In the midst of terrifying challenges,
the two learn to prioritise and think on their feet. Will they ever manage to
get to the Hill? When they reach it, will they find it a place of safety or
danger?
This is Book 1 of a trilogy, and is
written in the 1st person POV of Aurora.
WHAT I LIKED:
The chapters are short. The author has
done a wonderful job with the setting. The writing was urgent and atmospheric,
making me feel sadness, fear and concern for Aurora and Kota.
The descriptions were beautiful:
Each drop explodes like tiny bullets,
turning the surface of brown liquid into a roiling battlefield of ripples and
waves.
When that sky meets the horizon of the
water, steam rises in a ghostly fog, shrouding the scene in an apocalyptic
mist.
Rain pounds everything in sight, a
thousand tiny hammers drilling into the surface of the churning water.

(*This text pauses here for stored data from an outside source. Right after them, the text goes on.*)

Issue #818, opened 2025-10-25
Bitcast Error on Modulo Operation


jmurphy6895:
A recent change to Mooncake seems to have broken differentiation through a function containing modulo. Here is an MWE

```
using Mooncake
using DifferentiationInterface 
f_mod(x) = mod(x, 360.0)
result, deriv = value_and_derivative(f_mod, AutoMooncake(;config=nothing), 450.0)
```

Interestingly, this doesn't occur in rem2pi (although the error does seem to be popping up for deeper nested functions with rem2pi as well)

```
f_mod(x) = rem2pi(x, RoundDown)
result, deriv = value_and_derivative(f_mod, AutoMooncake(;config=nothing), 7.5)
```

These functions were working in the past and the library I'm using them in hasn't changed so I'm not sure what the cause is

yebai:
For posterity, here is the error message. 

> ERROR: ArgumentError: It is not permissible to bitcast to a differentiable type during AD, as this risks dropping tangents, and therefore risks silently giving the wrong answer. If this call to bitcast appears as part of the implementation of a differentiable function, you should write a rule for this function, or modify its implementation to avoid the bitcast.

bitcast is considered unsafe for AD, so it is forbidden in Mooncake (see, eg, [here](https://chalk-lab.github.io/Mooncake.jl/stable/utilities/debugging_and_mwes/#Example)). What may have happened here is that Julia Base updated its implementation and introduced a bitcast in some underlying code (ie, `mod → Base.rem_internal → Mooncake.IntrinsicsWrappers.bitcast`). If that is the case, then a corresponding Mooncake rule will be required.

PR #863, opened 2025-11-21
feat: import rules for modulo from chainrules.jl

jmurphy6895:
A small PR so that the modulo operation rule gets pulled from ChainRules.jl and doesn't throw a bitcast error. Resolves https://github.com/chalk-lab/Mooncake.jl/issues/818


Technici4n:
Looks good. Can you bump the version in `Project.toml` as well?

Technici4n (approved):

PR #866, opened 2025-11-21
Document limitations of differentiating CUDA kernels

### LINKED ISSUE #861: Document that support for custom kernels is not planned
It came up on slack recently that support for custom cuda kernels is explicitly a non-goal of Mooncake. 

I think it's good to have non-goals and I respect this design decision. Currently, however, the only "public" evidence of this non-goal seems to be the fact that related issues such as #648  are closed as not planned.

The action keeps us on edge, as Aurora
battles dangers as varied as cruel humans, wild animals and the wrath of
nature. The characters’ actions and the description of the setting and the
situation complement each other.
There is an ironic foreshadowing in the
words, Today … ended as a memorable day. A good day. And maybe tomorrow will be
even better, that piqued my interest.
The thing that struck me about this
book, from the very first paragraph, was the voice of Aurora, how strong and
expressive it was.
We get a sense of disaster and chaos, a
dismantling of order. The disaster helps us understand what is truly
significant, and how we humans chase the wrong things. Things that people owned
and took pride in, cars, bicycles, fences, all trapped under the moving slush
of filth and debris.
The tagline of the book 'If everything
falls apart, what will you hold on to?' was something that the book succeeded in
living up to.
WHAT I DIDN’T LIKE:
This book would have fit squarely under
the genre of Climate-fiction, a genre of literature that is sorely needed these
days, but no one, not even the preppers, ever addresses why it is raining for
months on end.
The world is in chaos, and yet some
systems are working. Even when Niko and Jada begin to run out of food and
water, there is no mention of sanitation issues. In one building where the
children take refuge, Kota uses the toilet, so sanitation is apparently fine.

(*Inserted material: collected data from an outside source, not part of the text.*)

PR #874, opened 2025-12-02
fix DynamicPPL integration tests

### LINKED ISSUE #873: DynamicPPL test errors
The new DynamicPPL release seem to break integration test. See, https://github.com/chalk-lab/Mooncake.jl/actions/runs/19859589835/job/56905976820

penelopeysm:
Closes #873 (probably... but let CI check!)
 
- changes SimpleVarInfo to VarInfo (in DPPL 0.39 onwards, LDF does not store a varinfo so the type of varinfo used to construct it is meaningless)
- remove call to `rand_prior_true`; instantiating a varinfo from the model will sample from the prior anyway so don't think there's much purpose in the specialised call
- enable the LDA model in the tests (which apparently used to not work with SimpleVarInfo)

### DIFF
--- a/test/integration_testing/dynamicppl/dynamicppl.jl
+++ b/test/integration_testing/dynamicppl/dynamicppl.jl
@@ -97,7 +97,7 @@ end
             (false, "broadcast_demo", broadcast_demo(rand(LogNormal(1.5, 0.5), 1_000))),
             (false, "large model", make_large_model()),
             (
-                false,
+                true,
                 "CollapsedLDA",
                 LatentDirichletAllocationVectorizedCollapsedManual(
                     data.D, data.K, data.V, data.α, data.η, data.w, data.doc


penelopeysm:
so, on the bright side there aren't any interface errors, i.e. i think my job is done as far as DPPL is concerned

but the newly enabled LDA model has a correctness error, which is a Mooncake issue

penelopeysm:
@sunxd3 ^ should we disable the test first (to make ci pass), merge this and then worry about the LDA model separately?

yebai:
@penelopeysm, FiniteDiff likely will struggle with the simplex distribution so the Mooncake result might be correct here. If so, feel free to pass `interface_only` to test_rule for this specific test.

penelopeysm:
Ok! I suspected that it was not the best for finite differences too, so that's reassuring to hear it from someone else too.

test/integration_testing/dynamicppl/dynamicppl.jl
```diff
@@ -80,42 +80,36 @@ end
...
+    @testset "$(typeof(model))" for (interface_only, name, model) in vcat(
         Any[
-            (false, "simple_model", simple_model(), nothing),
-            (false, "demo", demo(), nothing),
+            (false, "simple_model", simple_model()),
+            (false, "demo", demo()),
+            (false, "broadcast_demo", broadcast_demo(rand(LogNormal(1.5, 0.5), 1_000))),
+            (false, "large model", make_large_model()),
             (
                 false,
```
yebai:
```suggestion
                true,
```

yebai:
thanks, @penelopeysm!

Issue #870, opened 2025-12-01
Time to first gradient


kbarros:
First of all, awesome project!

I am wondering about "time to first gradient". On my machine, it's currently about 33 seconds for a simple function (Mooncake v0.4.180). Is this something that might improve over time? 

```julia
import DifferentiationInterface as DI
import Mooncake
using LinearAlgebra

backend_mooncake = DI.AutoMooncake()

x = randn(1_000)
f(x) = sum(x -> x^2, x)
@time DI.gradient(f, backend_mooncake, x) # ~ 33s

# Redefine f interactively
f(x) = sum(x -> x^3, x)
@time DI.gradient(f, backend_mooncake, x) # ~ 6.8s
```

This might be improved with #868.

yebai:
Thanks @kbarros -- this is likely beyond the expertise of the core Mooncake team, which is mainly machine learning researchers. We welcome community efforts to improve this. 

Related PR: https://github.com/chalk-lab/Mooncake.jl/pull/593

PR #877, opened 2025-12-05
Improve compile times -- Don't use `_methods_by_ftype` for primitive detection

### LINKED ISSUE #868: Bottleneck in `_methods_by_ftype`
The following MWE popped up on Slack (credit goes to Christopher Fisher):

```julia
using Mooncake
using SequentialSamplingModels
using Turing
using StatProfilerHTML

# Generate some data with known parameters
dist = LBA(ν=[3.0, 2.0], A = .8, k = .2, τ = .3)
data = rand(dist, 100)

# Specify LBA model
@model function model(data; min_rt = minimum(data.rt))
    # Priors
    ν ~ MvNormal(zeros(2), I * 2)
    A ~ truncated(Normal(.8, .4), 0.0, Inf)
    k ~ truncated(Normal(.2, .2), 0.0, Inf)
    τ ~ Uniform(0.0, min_rt)

    # Likelihood
    data ~ LBA(; ν, A, k, τ )
end

# Estimate parameters
chain = sample(model(data), NUTS(1000, .85; adtype = AutoMooncake()), MCMCThreads(), 1000, 4)
```

with the following profiling results

[statprof_lba_single_thread.zip](https://github.com/user-attachments/files/23815730/statprof_lba_single_thread.zip)

Image

MasonProtter:
Closes #868. This also goes part-way towards addressing #870.

Benchmark:
```julia
import DifferentiationInterface as DI
import Mooncake
using LinearAlgebra

# Some simple scalar-valued function
f(x) = sum(x -> x^2, x)

# Problem size
N = 1_000
x = randn(N)

backend_mooncake = DI.AutoMooncake()
@time DI.prepare_gradient(f, backend_mooncake, x);

# Redefine f interactively
f(x) = sum(x -> x^3, x)
@time DI.gradient(f, backend_mooncake, x);

f(x) = sum(x -> x^4, x)
@time DI.gradient(f, backend_mooncake, x);
```
Before this PR:
```julia
 38.599238 seconds (89.85 M allocations: 4.272 GiB, 1.13% gc time, 94.45% compilation time: <1% of which was recompilation)
  5.638958 seconds (5.39 M allocations: 265.009 MiB, 0.34% gc time, 63.89% compilation time: <1% of which was recompilation)
 22.847218 seconds (45.38 M allocations: 2.158 GiB, 0.78% gc time, 72.58% compilation time: <1% of which was recompilation)
```
After this PR:
```julia
27.035642 seconds (72.93 M allocations: 3.465 GiB, 1.36% gc time, 99.16% compilation time: <1% of which was recompilation)
 0.793844 seconds (2.18 M allocations: 104.561 MiB, 86.42% compilation time: <1% of which was recompilation)
 4.708629 seconds (11.59 M allocations: 559.929 MiB, 0.83% gc time, 92.41% compilation time: <1% of which was recompilation)
```

For this benchmark, that means I see a ~30% reduction in the time-to-first-gradient,  and a ~500-700% reduction in the time it takes to compile similar gradients that touch a lot of the same functions as the previous gradient.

None of the characters talk about bodily discomfort issues. There is a
nightmare on, and sewage entering homes should have been the first consequence.
There are some things that don’t make
sense. How is a parking lot dry when tall buildings are flooded, with only the
tips visible?
I would have liked to have had a little
more back story about Kota. He seems to be a token diversity character. We are
not told anything about his background, except that his grandmother has told
him about the shui gui, spirits from Chinese folklore, while he calls his
father Baba, a term for father in Indian, Middle Eastern and African cultures.
WHAT DIDN’T WORK FOR ME:
The situation isn’t rooted in time and
place. We get no sense of when this is happening, a future time, or even a
parallel earth.
When Kota steps into an abyss inside a
building to get a canoe, Aurora gives him a flashlight which he clenches
between his teeth, before swimming away. Moments later, both Aurora and another
character, Markell, ask him a question, and he answers both questions easily.

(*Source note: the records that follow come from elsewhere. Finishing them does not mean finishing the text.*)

PR #878, opened 2025-12-06
Enable second-order differentiation via forward-over-reverse

sunxd3:
Ref: https://github.com/chalk-lab/Mooncake.jl/issues/826

This PR aims to enable forward-over-reverse for second order derivatives. Many of the necessary plumbings are already implemented before this PR. This PR smooths out the remaining edges.

## Fixes:

1. World age fix for MistyClosure: Forward mode now uses MistyClosure's original world age instead of current world, fixing failures when `zero_tangent(pb_mc)` was called.
2. `Union{}` type issue (this is somewhat 1.10 specific) `Union{}` can showup when type inference fails, the approach here is to replace them with `Any`
3. Add some necessary rules to avoid hanging when testing some particular functions
    1. `Core.memorynew`
    2. `LazyDerivedRule`: avoid diff through `get_interpreter` (`jl_get_world_counter`)
    3. `jl_alloc_array_1d/2d/3d`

We are not told about him having taken the flashlight out of his mouth to
answer.
Aurora didn’t act as if she was 17. She
seemed to me to be younger, around 14 or 15. Also, for someone who has lived
all her life in the foster system, she has no experiences, positive or
negative, related to foster homes. Just an indifference to that part of her
life, which is strange. Also, she never talks about herself in the near future,
her plans for when she turns 18. This adds to the impression that she might be
younger.
ALL SAID AND DONE:
Living in a city with poor
infrastructure, I have seen enough of the damage that flooding can do to assess
how much worse things could get when worst-case scenarios become real. There
are some kinks that should have been edited out. Despite them, I enjoyed this
story about a modern-day deluge of Biblical proportions.
(I read this book on Edelweiss. Thank you to the author, the publisher and Edelweiss.)